On the successful restart of OpenSpecimen, you should be able to see your custom visit stats and diagnosis fields appearing in the Visit form of query interface. You can use these fields like any normal OpenSpecimen query fields.

Points to Remember:

  1. The query forms are overwritten during an upgrade. Therefore a copy of the customized form XML should be retained for merging after the upgrade is done. This will be enhanced in future versions to make it upgrade proof.
  2. The query form XML files for Participant registration and Specimen are cpr.xml and specimen.xml respectively.
  3. Above example, metadata should take care of 80% use cases.
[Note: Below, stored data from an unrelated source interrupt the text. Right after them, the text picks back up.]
PR #5126, opened 2026-03-12
Fix[jac-mcp]: SSE `Transport TypeError: 'NoneType' object is not callable` on Client Disconnect

SahanUday:
## Problem
The `jac mcp --transport sse` server crashes with a `500 Internal Server Error` on every POST to `/messages/`, making the SSE transport completely unusable.

## Root Cause
**`sse.handle_post_message` was incorrectly registered as a Route endpoint:**
`handle_post_message` is a raw ASGI application (`scope, receive, send` signature), not a Starlette endpoint (`request` → `Response` signature). Using `Route(..., endpoint=...)` applied the wrong calling convention via the `request_response` wrapper.

## Fix
- Added `return Response()` after SSE context manager exit to satisfy Starlette's response contract.
- Replaced `Route("/messages/", endpoint=sse.handle_post_message, methods=["POST"])` with `Mount("/messages", app=sse.handle_post_message)` to correctly register the raw ASGI handler.


jac-mcp/tests/test_mcp.jac
```diff
@@ -49,6 +49,42 @@ test "streamable-http transport initializes session manager and app" {
     assert starlette_app.routes[0].path == "/mcp";
 }
 
+test "sse transport uses Mount for messages and handle_sse returns Response" {
+    import from mcp.server { Server }
+    import from mcp.server.sse { SseServerTransport }
+    import from starlette.applications { Starlette }
+    import from starlette.routing { Mount, Route }
```
udithishanka, line 55: this test doesn't actually validate the fix — it reconstructs the app inline with the corrected code and asserts on route types, so it passes regardless of what `_async_start` does in production. a regression in `server.impl.jac` wouldn't be caught here.

let's at least mock `uvicorn.Server.serve`, call `_async_start`, and inspect the resulting Starlette app's routes. that way you're testing the actual production code path, not a copy-paste of it.

docs/docs/community/release_notes/jac-mcp.md
```diff
@@ -2,6 +2,8 @@
 
 ## jac-mcp 0.1.5 (Unreleased)
 
+- **Fix SSE transport menthod issue**
```
udithishanka: typo: "menthod" → "method"

```suggestion
- **Fix SSE transport method issue**
```

jac-mcp/jac_mcp/impl/server.impl.jac
```diff
@@ -189,16 +190,13 @@ async def _async_start(srv: JacMcpServer) -> None {
...
 
             starlette_app = Starlette(
                 routes=[
                     Route("/sse", endpoint=handle_sse),
-                    Route(
-                        "/messages/",
-                        endpoint=sse.handle_post_message,
-                        methods=["POST"]
-                    ),
+                    Mount("/messages", app=sse.handle_post_message),
```
udithishanka: nit: stray blank line inside the routes list. the streamable-http block doesn't have this.

udithishanka (changes requested):
2 things to fix, 1 nit.

jac-mcp/tests/test_mcp.jac
SahanUday: test updated

docs/docs/community/release_notes/jac-mcp.md
SahanUday: fixed

jac-mcp/jac_mcp/impl/server.impl.jac
SahanUday: remove stray blank line

PR #5175, opened 2026-03-16
fix: Remove params replacement that breaks JIR cache serialization

kugesan1105:
The `validate_params_match` function was replacing `FuncSignature.params` items with objects from the impl definition while keeping `kid` unchanged. This caused `params` and `kid` to reference different ParamVar objects.

When JIR serializes a module:
1. `_assign_ids` only walks `kid` tree, assigning IDs to those nodes
2. `_write_field` for `params` calls `_get_node_id(impl_param)`
3. Since impl_param wasn't in `kid`, it has no ID -> returns EXTERNAL_REF
4. Reader skips EXTERNAL_REF -> params becomes empty after cache read

This broke type checking for functions like `traverse_graph` (13 params) which showed 0 params after JIR cache read, causing false E1051 errors.

Root cause: decl_impl_match_pass.impl.jac line 186 replacing params.

### DIFF
--- a/jac/jaclang/jac0core/passes/impl/decl_impl_match_pass.impl.jac
+++ b/jac/jaclang/jac0core/passes/impl/decl_impl_match_pass.impl.jac
@@ -181,8 +181,6 @@ impl DeclImplMatchPass.validate_params_match(
                 name=valid_decl.name_spec.sym_name
             );
         }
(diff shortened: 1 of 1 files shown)


kugesan1105:
https://chatgpt.com/share/69b77fa7-af48-800e-ba98-425a3e67b32a

PR #5198, opened 2026-03-17
 Fix ingress unreachable via IP/NLB when domain is set before --enable-tls

juzailmlwork:
## Problem

When `domain` is set in `jac.toml` and `jac start --scale` runs before `--enable-tls`, the ingress deployed with a `host` restriction, making the app unreachable via IP/NLB since no DNS was pointed yet.

## Fix

Ingress now always deploys with a wildcard rule (no `host`). The domain is stored in the `jac-scale/domain` annotation so `--enable-tls` can apply the host + TLS together in one step.


jac-scale/jac_scale/tests/test_deploy_k8s.jac
```diff
@@ -1521,3 +1522,50 @@ test "enable tls raises when no domain configured" {
...
+    # IP/NLB before TLS is enabled (the original bug: host set here caused nginx
+    # to reject requests arriving via the raw NLB address)
+    rule = created_body["spec"]["rules"][0];
+    assert "host" not in rule , "ingress rule must not set host before TLS is enabled";
+
+    # Domain must be persisted in the annotation so --enable-tls can read it later
+    annotations = created_body["metadata"]["annotations"];
+    assert annotations.get("jac-scale/domain") == "app.example.com" , "domain must be stored in jac-scale/domain annotation for --enable-tls";
+    assert annotations.get("jac-scale/cert-email") == "user@example.com" , "cert_manager_email must be stored in jac-scale/cert-email annotation for --enable-tls";
+}
```
udithishanka, line 1901: The Redis ingress had the same `if self.k8s_config.domain` → host-in-rule bug and it's fixed in this PR too, but this test calls `_deploy_ingress_resource` with `redis_dashboard=False` so the Redis path never runs. A regression there would go undetected.

Add a second call block with `redis_dashboard=True` and assert `"host" not in redis_rule` on the resulting Redis ingress body — same pattern as the main ingress check above.

juzailmlwork: added a new test case for this

jac-scale/jac_scale/tests/test_deploy_k8s.jac
```diff
@@ -1851,3 +1852,90 @@ test "enable tls raises when no domain configured" {
...
+    );
+    ingress_deployer = IngressDeployer(k8s_config, None);
+
+    mock_networking_v1 = unittest.mock.MagicMock();
+    # Simulate ingress not yet existing (first deploy) so create path is taken
+    mock_networking_v1.replace_namespaced_ingress.side_effect = ApiException(status=404);
+
+    mock_core_v1 = unittest.mock.MagicMock();
+    # Simulate basic-auth secret not yet existing
+    mock_core_v1.read_namespaced_secret.side_effect = ApiException(status=404);
```
udithishanka: this mock is never triggered — the code uses `replace_namespaced_secret`, not `read_namespaced_secret`. same issue on L1918 in the Redis test. the comment "Simulate basic-auth secret not yet existing" is misleading.

```suggestion
    mock_core_v1.replace_namespaced_secret.side_effect = ApiException(status=404);
```

jac-scale/jac_scale/tests/test_deploy_k8s.jac
```diff
@@ -1851,3 +1852,90 @@ test "enable tls raises when no domain configured" {
...
+    );
+    ingress_deployer = IngressDeployer(k8s_config, None);
+
+    mock_networking_v1 = unittest.mock.MagicMock();
+    # Simulate ingress not yet existing for both main and Redis ingresses
+    mock_networking_v1.replace_namespaced_ingress.side_effect = ApiException(status=404);
+
+    mock_core_v1 = unittest.mock.MagicMock();
+    # Simulate basic-auth secret not yet existing
+    mock_core_v1.read_namespaced_secret.side_effect = ApiException(status=404);
```
udithishanka: same dead mock as L1874 — `read_namespaced_secret` is never called here.

```suggestion
    mock_core_v1.replace_namespaced_secret.side_effect = ApiException(status=404);
```

jac-scale/jac_scale/tests/test_deploy_k8s.jac
juzailmlwork: addressed the commenrt

jac-scale/jac_scale/tests/test_deploy_k8s.jac
juzailmlwork: addressed the commenrt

For the syntax of using other field types, refer existing query form XMLs located in $TOMCAT_HOME/webapps/openspecimen/WEB-INF/classes/query-forms directory.
  4. Going forward, in future releases, we plan to allow users to define their custom tables and related query metadata in a plugin, which the query interface can pick automatically and make them available for querying purposes.